Put simply, our brains love rewards, treats and good feelings. Scientists have discovered that when we hear a bleep from a phone alerting us to a text, email or tweet, our brain gets a treat (called dopamine). The messages that give us the most pleasure and are the biggest treats to the brain are a message from a friend, a phone call from a loved one or that funny video we must see. It’s the big treat that is addictive to us and, since we don’t know when that big treat is coming, we need to check compulsively and as often as the ringtone calls us. We feel compelled to look at the screen and answer, regardless of where we are, with whom we are and what we are doing. Although some experts may minimize the addictiveness of cellphones, as far as I am concerned, cellphones operate in the same way as other addictive substances like alcohol. Just as alcoholics depend on the alcohol, so habitual cellphone users begin to depend on their phone. Just as a drug addict feels anxious and panicky when he is withdrawn from his substances, so spending time away from the phone can make us feel anxious or panicky. Anything that we use to lift our mood has the potential to be addictive, and therefore the little cellphone, which is available to us every minute of the day, provides the ideal platform for addiction.
So what can we do about it? The reality is that the cellphone is here to stay and in the technological age in which we live, it will only play a more intrinsic role in our lives. Yet, if we carry on in the naïve manner with which we currently use these devices, the consequences on both our spiritual and emotional way of life will be enormous. One expert in England recommends that in the same way that cigarette packets have warnings on them, so should mobile phones. Warning messages should also be displayed before downloading certain addictive apps.

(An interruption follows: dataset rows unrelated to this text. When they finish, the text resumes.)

PR #1854, opened 2026-06-04
P0-2251: Add Endpoint - Get Report Instances

ks21285-hmcts:

https://tools.hmcts.net/jira/browse/PO-2251

### Change description ###
Adds new endpoint GET `/report-instances` and includes
- controller and tests
- service and tests

```
[ ] Yes
[x] No
```


src/integrationTest/java/uk/gov/hmcts/opal/controllers/ReportInstancesApiControllerIntegrationTest.java
```diff
@@ -0,0 +1,237 @@
...
+        @Test
+        @DisplayName("Get report instances - filter by report_id [@PO-2251]")
+        @JiraStory("PO-2251")
+        @JiraEpic("PO-2248")
+        void getReportInstances_whenFilteredByReportId_returnsMatchingInstances() throws Exception {
+            mockMvc.perform(get(URL_BASE)
+                    .param("report_id", REPORT_ID))
+                .andExpect(status().isOk())
+                .andExpect(jsonPath("$").isArray())
+                .andExpect(jsonPath("$.length()").value(3));
```
sarahtw-cgi: For these integration tests could you check on the returned object that it has been correctly filtered.
ie. here: `.andExpect(jsonPath("$[0].report_id").value("it_report_instances"))`

ks21285-hmcts: Good point, I have added them now

src/main/java/uk/gov/hmcts/opal/mapper/ReportInstanceMapper.java
```diff
@@ -0,0 +1,89 @@
...
+        List<SupportedFileType> types) {
+        if (types == null || types.isEmpty()) {
+            return List.of();
+        }
+        return types.stream()
+            .map(type -> ReportInstanceListReportsInner.SupportedFileTypesEnum.fromValue(type.name()))
+            .toList();
+    }
+
+    default List<BusinessUnitSummaryCommon> mapBusinessUnits(List<Long> businessUnitIds) {
```
Ben-Edwards-cgi: Can you check with @jacobgardner1999  please to see if there is a cleaner way to do this mapping as I don't think these defaults are required

src/main/java/uk/gov/hmcts/opal/service/report/GenericReportService.java
```diff
@@ -90,11 +105,58 @@ private String getDataAsJson(ReportDataInterface data) throws JsonProcessingExce
         );
     }
 
+
+    @Override
+    public List<ReportInstanceListReportsInner> searchReportInstances(
```
Ben-Edwards-cgi, line 152: We need to ensure the user has the correct report permission for any report instance returned.

I.e if the user does not have the operation enforcement report permission these report instances should not be returned

src/main/java/uk/gov/hmcts/opal/service/report/GenericReportService.java
```diff
@@ -90,11 +105,58 @@ private String getDataAsJson(ReportDataInterface data) throws JsonProcessingExce
...
+        final LocalDate fromDate,
+        final LocalDate toDate,
+        final List<Integer> businessUnits,
+        final Integer userId,
+        final String reportId) {
+        log.debug("Searching for report instances for report id {}", reportId);
+
+        UserState userState = userStateService.checkForAuthorisedUser();
+
+        final Specification<ReportInstanceEntity> spec = ReportInstanceSpecs.build(fromDate, toDate, userId, reportId);
```
Ben-Edwards-cgi: If a user tries to filter on a report they do not have access to (I.e they do not have permission for this report an error show be thrown

src/main/java/uk/gov/hmcts/opal/service/report/GenericReportService.java
```diff
@@ -90,11 +105,58 @@ private String getDataAsJson(ReportDataInterface data) throws JsonProcessingExce
...
+
+        List<ReportInstanceEntity> reportInstances = reportInstanceRepository.findAll(spec);
+        if (reportInstances.isEmpty()) {
+            log.debug("No report instances found for reportId: {}", reportId);
+            return List.of();
+        }
+
+        if (businessUnits != null) {
```
Ben-Edwards-cgi: Should check not null and not empty

src/main/java/uk/gov/hmcts/opal/service/report/GenericReportService.java
```diff
@@ -90,11 +105,58 @@ private String getDataAsJson(ReportDataInterface data) throws JsonProcessingExce
...
+
+        List<Long> businessUnitIds = reportInstances.stream()
+            .flatMap(instance ->
+                instance.getBusinessUnit() == null ? Stream.empty() : instance.getBusinessUnit().stream())
+            .filter(Objects::nonNull)
+            .toList();
+
+        checkAnyBusinessUsersHavePermissionForAnyBusinessUnits(userState, businessUnitIds);
+
+        ReportEntity report = reportRepository.findById(reportId)
```
Ben-Edwards-cgi: report_id is optional so may not always be provided.
You could have 10 report instances returned all  with different associated report id's

src/main/java/uk/gov/hmcts/opal/util/PermissionUtil.java
```diff
@@ -54,4 +60,31 @@ public static  <B extends BusinessUnitRef> List<B> filterBusinessUnitsByPermissi
                     .toList();
             }).orElse(refData);
     }
+
+    public static boolean checkAnyBusinessUsersHavePermissionForAnyBusinessUnits(
+        UserState userState,
```
Ben-Edwards-cgi: Instead of passing the UserState can we use the UserStateV2 (and use UserStateService to fetch it within this method instead i.e
 public static boolean checkAnyBusinessUsersHavePermissionForAnyBusinessUnits(
       List<Long> businessUnitIds) {

UserStateV2 userState = userStateService.getUserStateFromSecurityContext

src/main/java/uk/gov/hmcts/opal/mapper/ReportInstanceMapper.java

I believe that we need to treat cellphones like the ultimate “frenemy” — like a friend, but one who does not always have our best interests at heart. We need to set firm boundaries limiting and controlling our usage not only as to what we have access, but also for how long. These should be implemented not just for our youth but for every single one of us. It is too easy to stand on a pedestal and preach to our children. The harsh reality is that, as adults, we are at risk too. A home could have a “cellphone tray,” where everyone who has a phone places it in the tray when they enter the house and are together. The therapy I gave myself was to start practicing using the silent feature more regularly, a feature that every phone has. We need to be able to disconnect from the phone and the world and instead learn to once again to reconnect to ourselves and those around us. If we are really intent on changing, how about locating the off button, pressing it and leaving your cellphone off for periods of time each day?
Each person needs to understand his/her own usage to honestly recognize how attached they have become and implement ways they can become less dependent on their phone. These steps may seem trivial or unnecessary, but never has there been a greater urgency for us to act and never has there been a greater danger of us forgetting what truly matters most.